4) We have moments of $\sigma_t^2$ increasing as the terms increase. This is the one that worries me the most. I'm fairly sure I read a paper a while back on laws of large numbers for GARCH processes that shows that under quite reasonable conditions, higher moments of $\sigma_t^2$ may not exist, i.e. are infinite. This would be very bad for our approximation.

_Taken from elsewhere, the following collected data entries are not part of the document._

PR #601, opened 2018-12-21
Add an option to restrict resign in self play to only trigger after a certain number of moves.

Tilps:


gonzalezjo:
Why bother? Isn't part of the purpose of resign to end games quickly after temperature blunders?

src/selfplay/game.cc
```diff
@@ -104,7 +110,9 @@ void SelfPlayGame::Play(int white_threads, int black_threads, bool training,
     float eval = search_->GetBestEval();
     eval = (eval + 1) / 2;
     if (eval < min_eval_[idx]) min_eval_[idx] = eval;
-    if (enable_resign) {
+    if (enable_resign && ply_count / 2 >= (options_[idx].uci_options->Get<int>(
+                                               kResignEarliestMoveId.GetId()) -
+                                           1)) {
```
borg323: I don't like the `-1` here. On the other hand, `resign-earliest-move` is clearer than something like `resign-after-move`. Can you think of a better name for the option in order to remove it?

src/selfplay/game.cc
```diff
@@ -63,6 +67,8 @@ void SelfPlayGame::Play(int white_threads, int black_threads, bool training,
                         bool enable_resign) {
   bool blacks_move = false;
 
+  int ply_count = 0;
```
mooskagh: This is available through `tree_[0]->GetPositionHistory().GetLength()`, probably better than adding a counter.

src/selfplay/game.cc
Tilps: While resolving mooskagh's comment I factored it so it was a + 1 on the other side and assigned to variable with name that should make the logic clearer - hopefully that is good enough.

If this question is really important to you, I would recommend leveraging the wonderful amount of computing power we have these days and running some simulations for different input parameter values and seeing how good the above approximation really is. Feel free to report back here with your findings!

Cheers, hope this helps.

-colin

Answer 2

"conditional volatilities from GARCH models are not stochastic since at time $t$ the volatility is completely pre-determined (deterministic) given previous values"-https://en.wikipedia.org/wiki/Stochastic_volatility

$\sigma_t$ is still a random variable in the sense that it has an unconditional distribution. However, this unconditional distribution is not known in full parametric form (all we know is it's first two moments). As such the GARCH model is not really built to answer the types of questions your interested in like $E[\sigma_t]$, $\mathrm{VAR}[\sigma_t]$, etc. You can approximate these values using calculus which is what @ColinTBrowns does below...but that can get messy.

A class of model better suited to answer your question is the stochastic volatility (SV) model. For example, a simple SV model goes something like

$$ r_t=\varepsilon_t\sigma_t,\;\;\sigma_t=e^{h_t/2}$$ $$ h_t=\alpha_0+\alpha_1h_{t-1}+v_t $$

$$ \varepsilon_t\stackrel{iid}{\sim}N(0,1),\;\;v_t\stackrel{iid}{\sim}N(0,w^2) $$

Assuming $h_t$ is stationary its unconditional distribution is $h_t \sim N \bigg(\frac{\alpha_0}{1-\alpha_1},\frac{w^2}{1-\alpha_1^2} \bigg)$ so $\sigma_t$ is log normally distributed $$ \sigma_t \sim LN \bigg(\frac{\alpha_0}{2(1-\alpha_1)},\frac{w^2}{4(1-\alpha_1^2)} \bigg) $$ Thus $$ E[\sigma_t]=exp\bigg(\frac{\alpha_0}{2(1-\alpha_1)}-\frac{w^2}{2(1-\alpha_1^2)} \bigg) $$ See the Wikipedia pg for the log-normal distribution if the last step is hard to follow (i.e. it comes from the formula of the mean for a log-normal)

Long story short, if you are interested in the statistical properties of the underlying volatility states, it's better to use a model that treats those states as stochastic variables. There are also a lot more SV models to choose from in addition to the one used in this example.